- Shire acquires drug maker Baxalta on recently announced deal valued at about $32 billion.
- The combination would create a giant in the treatment of rare diseases.
- Baxalta, which was spun off from Baxter International, generates a large portion of its sales from Advate, a drug for hemophilia. It also has a portfolio of plasma therapies and treatments for immune diseases. Baxalta has been a stand-alone company for only six months. The drug maker was spun off from Baxter in July to streamline its operations with a focus on specialty drugs. Baxter, a medical supplies giant, still owns more than 19 percent and remains the largest shareholder, so the deal with Shire is incumbent upon its support. Baxter filly supported the proposed merger of Shire – Baxalta.
- Shire will pay $45.57 in cash and stock for each Baxalta share, or a total of $31 billion. That price represents a 37.5 percent premium to Baxalta’s share price before Shire first announced in August that it had made a takeover approach.
Tax Saving as a part of the deal :
Part of Shire’s ability to pay such a premium for Baxalta is tax savings.

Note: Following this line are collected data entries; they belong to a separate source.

PR #355, opened 2022-10-16
added UI for entering recovery hash

kautukkundan:
## What is this PR doing?

Add UI for entering recovery hash.

### Step 1:
Screenshot 2022-10-24 at 3 51 34 AM

### Step 2:
Screenshot 2022-10-24 at 3 51 40 AM

Screenshot 2022-10-24 at 3 51 46 AM

### Step 3:
Screenshot 2022-10-24 at 3 51 54 AM

1. Create an instant wallet at http://instant.blswallet.org
2. open quill (after pulling and importing latest changes) and click "Import" on the menu
3. Follow the instructions presented

helps #342 

## Checklist

## Guidelines


jacque006 (commented):
I would prefer if the full recovery functionality was part of this, otherwise developers using Quill might be confused when this does nothing.

I'd also be ok with hiding this new modal and merging dark until the recovery functionality is implemented.

blakecduncan:
> I would prefer if the full recovery functionality was part of this, otherwise developers using Quill might be confused when this does nothing.
> 
> I'd also be ok with hiding this new modal and merging dark until the recovery functionality is implemented.

@kautukkundan regarding this, you could make this a PR into my branch? `wallet-recovery`

kautukkundan:
Ah okay my bad, accidentally pointed to main. @blakecduncan could you rebase/merge main into your branch so I can point it there. Lots of changes after your PR.

blakecduncan:
@kautukkundan Thanks for putting this together!  I had a couple of questions I wanted to ask.

- I think when we talked we mentioned having a description for the user that said what address they should use to set the recovery hash in the instant wallet.  Do we still want to do that?
- After the recovery hash is set in the instant wallet there are two things we need to copy back to Quill.  The salt and the address of the instant wallet.  We don't need to copy the recovery hash like the example in your screenshot.

Let me know if this doesn't make sense!

kautukkundan:
Yes, for sure. 
Just a placeholder right now. Was meaning to sync with you before finalizing it.

kautukkundan:
@blakecduncan I think this is ready for review now. I have implemented the functions but it looks like we may have to sync a couple of times before shipping it. There are a few questions I have plus a few minor todos might come up. But I would suggest you pulling these changes and trying it out.

extension/source/Home/Wallet/Wallets/Recovery/StepThreeRecover.tsx
```diff
@@ -0,0 +1,84 @@
...
+  const { rpc } = useQuill();
+
+  const [salt, setSalt] = useState<string>("");
+  const [instantWalletAddress, setInstantWalletAddress] = useState<string>("");
+
+  const handleRecover = async () => {
+    const pk = await rpc.lookupPrivateKey(walletAddress);
+    await rpc.addRecoveryWallet(
+      instantWalletAddress,
+      ethers.utils.hexlify(ethers.utils.toUtf8Bytes(salt)),
```
kautukkundan: is this the right way?

blakecduncan: Just tested this out and I think that produces a string that's the wrong length.

I switched it to this and tested it out locally and it seemed to work
```
ethers.utils.formatBytes32String(salt)
```

kautukkundan: gotcha! I was confused too. updated in da2264c

blakecduncan:
> @blakecduncan I think this is ready for review now. I have implemented the functions but it looks like we may have to sync a couple of times before shipping it. There are a few questions I have plus a few minor todos might come up. But I would suggest you pulling these changes and trying it out.

@kautukkundan Nice, this looks really good!  I made the change locally to the salt (from my previous comment) and tested it out and it looks like the recovery worked!!

The UI doesn't currently reflect the recovery though.  This is because the `addRecoveryWallet` function I wrote calls
```
await this.InternalRpc().addAccount(privateKey);
```
This function executes before the recovery is finished onchain.  So when it saves the address to local storage it saves the determinist address instead of the recovered address.  And we don't ever update the local storage value.

I'm not sure the best way off the top of my head to address this.  Would you want to sync on that?

kautukkundan:
@blakecduncan In the last 2 commits I have implemented the discussed points:
1. use a temp wallet instead of adding it to keychain
2. once the recovery is complete, swap the address to new address

In my testing on goerli, the recovery and swap works fine but after adding the wallet to quill, it's unable to do any tx. Could you please check that out on local as well?

blakecduncan (approved):
Tested this out locally with `bls-wallet-clients@0.8.0-2d28b7b` and it worked!  I was able to recover the wallet to Quill and then send a transaction from the wallet in Quill.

Because Shire is based in Dublin, while Baxalta is based in Bannockburn, Ill., outside Chicago, the combined company will be able to achieve a lower tax rate than Baxalta can as a stand-alone. The combined company will have an estimated tax rate of 16 to 17 percent by next year, compared with Baxalta’s current rate of 23 to 24 percent.
Shire said that it expected to realize more than $500 million in annual cost savings within the first three years after the deal closes.